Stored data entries

- Opening Delimiter -

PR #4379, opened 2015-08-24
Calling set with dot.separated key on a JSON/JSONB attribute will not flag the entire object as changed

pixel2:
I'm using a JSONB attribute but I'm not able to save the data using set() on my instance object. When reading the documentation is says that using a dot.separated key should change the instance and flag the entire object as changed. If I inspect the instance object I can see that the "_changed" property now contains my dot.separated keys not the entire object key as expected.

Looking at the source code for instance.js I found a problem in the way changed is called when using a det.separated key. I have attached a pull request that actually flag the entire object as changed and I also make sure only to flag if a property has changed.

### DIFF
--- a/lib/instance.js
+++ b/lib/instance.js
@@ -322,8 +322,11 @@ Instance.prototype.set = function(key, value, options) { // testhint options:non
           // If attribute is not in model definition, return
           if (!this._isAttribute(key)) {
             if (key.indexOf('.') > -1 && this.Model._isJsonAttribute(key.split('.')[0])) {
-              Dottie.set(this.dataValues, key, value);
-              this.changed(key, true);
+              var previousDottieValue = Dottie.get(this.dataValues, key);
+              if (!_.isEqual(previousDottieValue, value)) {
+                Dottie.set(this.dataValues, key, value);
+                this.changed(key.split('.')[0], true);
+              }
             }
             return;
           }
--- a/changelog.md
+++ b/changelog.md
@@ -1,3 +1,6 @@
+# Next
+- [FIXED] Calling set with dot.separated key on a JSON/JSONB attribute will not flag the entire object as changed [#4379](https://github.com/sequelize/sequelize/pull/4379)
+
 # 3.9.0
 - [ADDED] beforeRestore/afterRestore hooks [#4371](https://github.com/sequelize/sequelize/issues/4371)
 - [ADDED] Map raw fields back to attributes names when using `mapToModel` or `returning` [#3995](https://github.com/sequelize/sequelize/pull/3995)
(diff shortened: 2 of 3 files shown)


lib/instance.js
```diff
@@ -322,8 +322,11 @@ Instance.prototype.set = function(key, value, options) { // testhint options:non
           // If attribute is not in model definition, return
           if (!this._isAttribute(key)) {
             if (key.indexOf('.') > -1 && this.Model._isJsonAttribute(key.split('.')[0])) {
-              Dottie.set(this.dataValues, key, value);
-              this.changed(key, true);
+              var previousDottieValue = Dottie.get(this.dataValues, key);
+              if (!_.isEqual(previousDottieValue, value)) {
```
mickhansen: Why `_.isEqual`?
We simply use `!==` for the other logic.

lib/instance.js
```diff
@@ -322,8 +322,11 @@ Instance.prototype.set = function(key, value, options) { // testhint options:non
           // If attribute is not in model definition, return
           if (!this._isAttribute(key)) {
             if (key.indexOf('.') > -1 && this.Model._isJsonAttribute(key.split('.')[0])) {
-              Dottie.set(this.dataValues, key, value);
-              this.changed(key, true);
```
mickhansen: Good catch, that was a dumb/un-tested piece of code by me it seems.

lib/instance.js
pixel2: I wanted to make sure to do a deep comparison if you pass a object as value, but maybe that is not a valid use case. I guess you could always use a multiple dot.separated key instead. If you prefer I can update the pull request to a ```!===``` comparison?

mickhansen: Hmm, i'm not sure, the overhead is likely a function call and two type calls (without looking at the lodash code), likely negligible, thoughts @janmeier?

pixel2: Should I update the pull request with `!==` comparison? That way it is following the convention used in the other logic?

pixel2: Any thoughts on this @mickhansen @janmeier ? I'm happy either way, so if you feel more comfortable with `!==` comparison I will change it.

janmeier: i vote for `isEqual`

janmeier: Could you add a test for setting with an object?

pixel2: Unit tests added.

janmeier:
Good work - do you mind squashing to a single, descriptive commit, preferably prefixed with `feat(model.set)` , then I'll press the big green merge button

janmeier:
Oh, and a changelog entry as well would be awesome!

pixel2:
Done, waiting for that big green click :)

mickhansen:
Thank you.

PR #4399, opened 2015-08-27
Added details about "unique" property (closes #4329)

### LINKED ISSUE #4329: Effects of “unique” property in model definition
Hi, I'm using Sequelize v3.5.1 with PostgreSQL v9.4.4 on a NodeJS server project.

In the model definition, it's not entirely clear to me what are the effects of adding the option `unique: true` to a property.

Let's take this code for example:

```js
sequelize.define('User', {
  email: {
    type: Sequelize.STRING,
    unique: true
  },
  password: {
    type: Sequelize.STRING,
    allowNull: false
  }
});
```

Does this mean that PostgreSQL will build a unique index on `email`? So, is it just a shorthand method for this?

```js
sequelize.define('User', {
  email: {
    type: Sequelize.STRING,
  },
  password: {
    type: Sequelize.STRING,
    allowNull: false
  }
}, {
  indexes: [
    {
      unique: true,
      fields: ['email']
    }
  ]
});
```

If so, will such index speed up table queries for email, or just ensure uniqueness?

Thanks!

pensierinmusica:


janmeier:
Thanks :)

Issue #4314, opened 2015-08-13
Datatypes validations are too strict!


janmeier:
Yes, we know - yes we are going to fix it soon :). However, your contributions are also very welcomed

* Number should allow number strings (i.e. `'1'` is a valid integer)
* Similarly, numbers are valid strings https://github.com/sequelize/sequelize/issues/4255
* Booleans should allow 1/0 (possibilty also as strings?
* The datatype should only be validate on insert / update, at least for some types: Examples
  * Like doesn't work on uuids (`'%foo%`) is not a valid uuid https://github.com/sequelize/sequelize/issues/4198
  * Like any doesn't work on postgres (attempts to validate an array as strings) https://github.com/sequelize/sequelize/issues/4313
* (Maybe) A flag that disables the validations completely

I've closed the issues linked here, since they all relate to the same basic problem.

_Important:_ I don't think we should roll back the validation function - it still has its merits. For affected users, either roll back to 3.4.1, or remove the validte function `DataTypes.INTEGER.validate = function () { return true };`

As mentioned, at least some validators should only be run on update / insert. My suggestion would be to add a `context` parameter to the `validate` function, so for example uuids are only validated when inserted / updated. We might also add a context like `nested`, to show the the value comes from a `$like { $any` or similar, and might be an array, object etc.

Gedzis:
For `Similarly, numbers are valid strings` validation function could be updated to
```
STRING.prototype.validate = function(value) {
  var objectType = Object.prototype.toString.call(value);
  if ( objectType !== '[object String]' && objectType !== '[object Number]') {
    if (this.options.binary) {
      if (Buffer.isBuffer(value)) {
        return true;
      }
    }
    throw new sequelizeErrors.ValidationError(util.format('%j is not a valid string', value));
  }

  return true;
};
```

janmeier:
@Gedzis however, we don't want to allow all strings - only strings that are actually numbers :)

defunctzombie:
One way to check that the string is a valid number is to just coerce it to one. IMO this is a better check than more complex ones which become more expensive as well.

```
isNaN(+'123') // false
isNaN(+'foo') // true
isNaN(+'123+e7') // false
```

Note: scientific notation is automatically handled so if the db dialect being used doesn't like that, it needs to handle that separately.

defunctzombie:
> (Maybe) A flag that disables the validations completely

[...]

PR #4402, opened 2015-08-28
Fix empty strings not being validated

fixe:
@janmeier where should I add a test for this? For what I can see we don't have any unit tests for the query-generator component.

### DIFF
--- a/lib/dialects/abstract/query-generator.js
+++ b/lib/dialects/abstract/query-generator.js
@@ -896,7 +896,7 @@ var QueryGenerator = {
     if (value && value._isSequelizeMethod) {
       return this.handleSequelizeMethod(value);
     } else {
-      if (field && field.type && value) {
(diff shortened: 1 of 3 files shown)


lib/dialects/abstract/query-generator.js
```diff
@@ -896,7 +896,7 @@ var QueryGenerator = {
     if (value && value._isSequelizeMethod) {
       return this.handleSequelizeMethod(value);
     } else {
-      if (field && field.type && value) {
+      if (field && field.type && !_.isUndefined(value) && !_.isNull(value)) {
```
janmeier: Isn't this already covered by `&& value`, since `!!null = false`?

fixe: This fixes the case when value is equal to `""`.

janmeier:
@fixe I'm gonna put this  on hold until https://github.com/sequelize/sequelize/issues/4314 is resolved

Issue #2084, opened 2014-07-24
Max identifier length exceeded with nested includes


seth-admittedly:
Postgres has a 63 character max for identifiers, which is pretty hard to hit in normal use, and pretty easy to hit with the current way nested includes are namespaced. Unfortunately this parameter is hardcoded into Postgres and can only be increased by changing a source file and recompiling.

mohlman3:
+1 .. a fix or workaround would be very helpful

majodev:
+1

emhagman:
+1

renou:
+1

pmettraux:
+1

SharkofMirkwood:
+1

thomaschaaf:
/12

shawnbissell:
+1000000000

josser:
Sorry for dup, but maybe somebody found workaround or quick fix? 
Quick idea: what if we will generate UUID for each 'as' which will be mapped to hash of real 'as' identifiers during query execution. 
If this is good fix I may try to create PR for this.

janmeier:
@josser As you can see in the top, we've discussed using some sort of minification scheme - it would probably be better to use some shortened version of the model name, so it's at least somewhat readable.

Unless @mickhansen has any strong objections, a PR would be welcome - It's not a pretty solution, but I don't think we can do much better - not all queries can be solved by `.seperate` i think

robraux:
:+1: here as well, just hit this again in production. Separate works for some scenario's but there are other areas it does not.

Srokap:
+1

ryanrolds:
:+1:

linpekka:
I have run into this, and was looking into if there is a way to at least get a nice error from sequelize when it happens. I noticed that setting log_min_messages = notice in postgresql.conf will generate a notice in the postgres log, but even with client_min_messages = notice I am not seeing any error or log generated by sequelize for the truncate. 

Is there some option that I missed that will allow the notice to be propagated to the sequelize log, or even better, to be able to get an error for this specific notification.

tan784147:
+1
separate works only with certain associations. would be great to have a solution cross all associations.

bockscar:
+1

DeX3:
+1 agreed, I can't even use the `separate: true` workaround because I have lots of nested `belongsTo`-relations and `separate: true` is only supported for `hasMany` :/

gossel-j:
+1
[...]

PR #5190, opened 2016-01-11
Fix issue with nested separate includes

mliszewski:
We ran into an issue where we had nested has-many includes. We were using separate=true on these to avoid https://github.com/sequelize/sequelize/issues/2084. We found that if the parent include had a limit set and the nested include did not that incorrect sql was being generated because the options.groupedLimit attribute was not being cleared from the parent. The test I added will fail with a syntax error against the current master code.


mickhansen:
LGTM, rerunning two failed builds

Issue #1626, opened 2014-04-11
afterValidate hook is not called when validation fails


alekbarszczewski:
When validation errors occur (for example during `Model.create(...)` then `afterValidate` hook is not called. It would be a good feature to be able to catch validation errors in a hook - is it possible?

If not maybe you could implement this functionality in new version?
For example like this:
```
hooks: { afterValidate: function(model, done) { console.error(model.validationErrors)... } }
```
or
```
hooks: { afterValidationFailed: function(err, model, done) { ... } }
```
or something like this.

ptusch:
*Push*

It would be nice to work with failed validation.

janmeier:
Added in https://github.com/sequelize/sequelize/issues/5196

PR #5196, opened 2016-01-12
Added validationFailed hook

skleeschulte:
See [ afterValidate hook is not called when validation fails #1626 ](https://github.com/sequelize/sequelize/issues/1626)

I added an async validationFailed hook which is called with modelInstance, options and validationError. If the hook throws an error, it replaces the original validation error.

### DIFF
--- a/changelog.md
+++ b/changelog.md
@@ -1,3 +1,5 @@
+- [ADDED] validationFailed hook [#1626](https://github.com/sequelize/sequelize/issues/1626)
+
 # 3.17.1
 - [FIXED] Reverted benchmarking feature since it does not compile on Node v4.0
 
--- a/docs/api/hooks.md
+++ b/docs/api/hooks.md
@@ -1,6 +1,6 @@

- Closing Delimiter -
- Opening Delimiter -

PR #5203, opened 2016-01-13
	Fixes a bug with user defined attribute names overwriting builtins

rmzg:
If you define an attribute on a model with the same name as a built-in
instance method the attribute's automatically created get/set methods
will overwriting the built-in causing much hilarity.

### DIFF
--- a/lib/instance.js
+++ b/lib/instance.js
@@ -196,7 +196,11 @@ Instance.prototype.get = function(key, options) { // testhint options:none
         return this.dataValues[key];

- Closing Delimiter -
- Opening Delimiter -

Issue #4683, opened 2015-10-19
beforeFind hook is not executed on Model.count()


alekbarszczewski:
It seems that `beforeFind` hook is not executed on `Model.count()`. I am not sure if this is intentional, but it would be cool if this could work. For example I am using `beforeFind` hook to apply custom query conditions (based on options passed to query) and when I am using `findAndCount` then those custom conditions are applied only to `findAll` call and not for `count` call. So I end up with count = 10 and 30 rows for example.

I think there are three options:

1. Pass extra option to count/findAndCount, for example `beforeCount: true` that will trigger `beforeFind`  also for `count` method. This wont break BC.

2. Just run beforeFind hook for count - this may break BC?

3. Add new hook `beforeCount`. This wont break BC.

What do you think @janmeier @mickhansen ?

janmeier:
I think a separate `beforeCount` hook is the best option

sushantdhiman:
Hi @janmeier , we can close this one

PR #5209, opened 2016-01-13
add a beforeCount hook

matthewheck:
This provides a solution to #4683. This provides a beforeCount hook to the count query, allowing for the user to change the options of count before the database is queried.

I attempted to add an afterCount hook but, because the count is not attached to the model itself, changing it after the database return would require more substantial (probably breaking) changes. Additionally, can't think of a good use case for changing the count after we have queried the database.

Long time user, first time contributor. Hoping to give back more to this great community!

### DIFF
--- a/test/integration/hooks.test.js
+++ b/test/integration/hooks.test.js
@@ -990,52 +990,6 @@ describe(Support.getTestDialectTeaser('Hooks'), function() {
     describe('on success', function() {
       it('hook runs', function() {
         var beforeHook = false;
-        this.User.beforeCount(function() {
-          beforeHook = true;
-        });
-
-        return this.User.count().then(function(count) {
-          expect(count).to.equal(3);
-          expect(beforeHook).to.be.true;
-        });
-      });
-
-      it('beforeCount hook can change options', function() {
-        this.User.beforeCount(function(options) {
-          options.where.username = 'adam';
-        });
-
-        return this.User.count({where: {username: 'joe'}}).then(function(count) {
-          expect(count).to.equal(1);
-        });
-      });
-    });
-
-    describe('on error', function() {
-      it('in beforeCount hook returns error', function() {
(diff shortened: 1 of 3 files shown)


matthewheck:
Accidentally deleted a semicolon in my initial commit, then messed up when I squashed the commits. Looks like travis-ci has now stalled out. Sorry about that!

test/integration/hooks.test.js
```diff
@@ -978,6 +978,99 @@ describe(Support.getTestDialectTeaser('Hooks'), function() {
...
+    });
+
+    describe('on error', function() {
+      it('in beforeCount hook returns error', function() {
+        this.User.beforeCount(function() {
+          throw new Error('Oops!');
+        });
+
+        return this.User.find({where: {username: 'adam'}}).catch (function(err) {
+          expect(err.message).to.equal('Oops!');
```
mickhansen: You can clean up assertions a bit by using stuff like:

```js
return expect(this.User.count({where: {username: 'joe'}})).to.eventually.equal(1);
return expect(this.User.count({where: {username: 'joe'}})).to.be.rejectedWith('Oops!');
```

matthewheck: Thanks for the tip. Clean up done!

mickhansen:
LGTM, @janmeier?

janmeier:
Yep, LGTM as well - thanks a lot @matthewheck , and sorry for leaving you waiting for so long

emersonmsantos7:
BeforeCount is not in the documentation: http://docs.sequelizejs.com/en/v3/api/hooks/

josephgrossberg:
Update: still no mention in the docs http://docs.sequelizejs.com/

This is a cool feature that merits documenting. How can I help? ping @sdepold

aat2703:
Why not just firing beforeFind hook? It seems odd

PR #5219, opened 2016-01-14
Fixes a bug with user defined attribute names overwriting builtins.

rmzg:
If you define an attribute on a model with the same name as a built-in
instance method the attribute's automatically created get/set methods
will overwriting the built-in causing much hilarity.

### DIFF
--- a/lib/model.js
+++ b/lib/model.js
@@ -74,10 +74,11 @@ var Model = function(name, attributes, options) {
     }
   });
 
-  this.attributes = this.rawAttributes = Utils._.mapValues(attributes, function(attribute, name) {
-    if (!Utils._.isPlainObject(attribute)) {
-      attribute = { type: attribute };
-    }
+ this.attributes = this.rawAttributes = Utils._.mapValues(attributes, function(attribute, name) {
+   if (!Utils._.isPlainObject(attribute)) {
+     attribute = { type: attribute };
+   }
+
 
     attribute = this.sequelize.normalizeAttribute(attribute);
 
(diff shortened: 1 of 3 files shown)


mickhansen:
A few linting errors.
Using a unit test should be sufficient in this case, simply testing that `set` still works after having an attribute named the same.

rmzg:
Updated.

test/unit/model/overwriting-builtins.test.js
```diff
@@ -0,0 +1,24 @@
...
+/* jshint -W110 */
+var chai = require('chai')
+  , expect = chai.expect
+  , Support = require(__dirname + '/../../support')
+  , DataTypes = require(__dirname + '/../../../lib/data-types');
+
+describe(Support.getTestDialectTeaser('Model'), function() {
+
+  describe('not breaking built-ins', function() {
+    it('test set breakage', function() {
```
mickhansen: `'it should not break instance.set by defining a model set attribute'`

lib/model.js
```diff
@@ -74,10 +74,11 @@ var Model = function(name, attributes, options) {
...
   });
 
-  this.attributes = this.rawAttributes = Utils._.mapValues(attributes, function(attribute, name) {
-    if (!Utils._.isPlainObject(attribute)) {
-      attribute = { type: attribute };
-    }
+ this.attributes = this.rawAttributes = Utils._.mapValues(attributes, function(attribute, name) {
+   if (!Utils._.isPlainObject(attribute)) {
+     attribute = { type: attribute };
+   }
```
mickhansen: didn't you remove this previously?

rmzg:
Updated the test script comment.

- Closing Delimiter -

- Assignment
Reproduce each line above that contains "documentation".

- Result for this exercise
I'm using a JSONB attribute but I'm not able to save the data using set() on my instance object. When reading the documentation is says that using a dot.separated key should change the instance and flag the entire object as changed. If I inspect the instance object I can see that the "_changed" property now contains my dot.separated keys not the entire object key as expected.
BeforeCount is not in the documentation: http://docs.sequelizejs.com/en/v3/api/hooks/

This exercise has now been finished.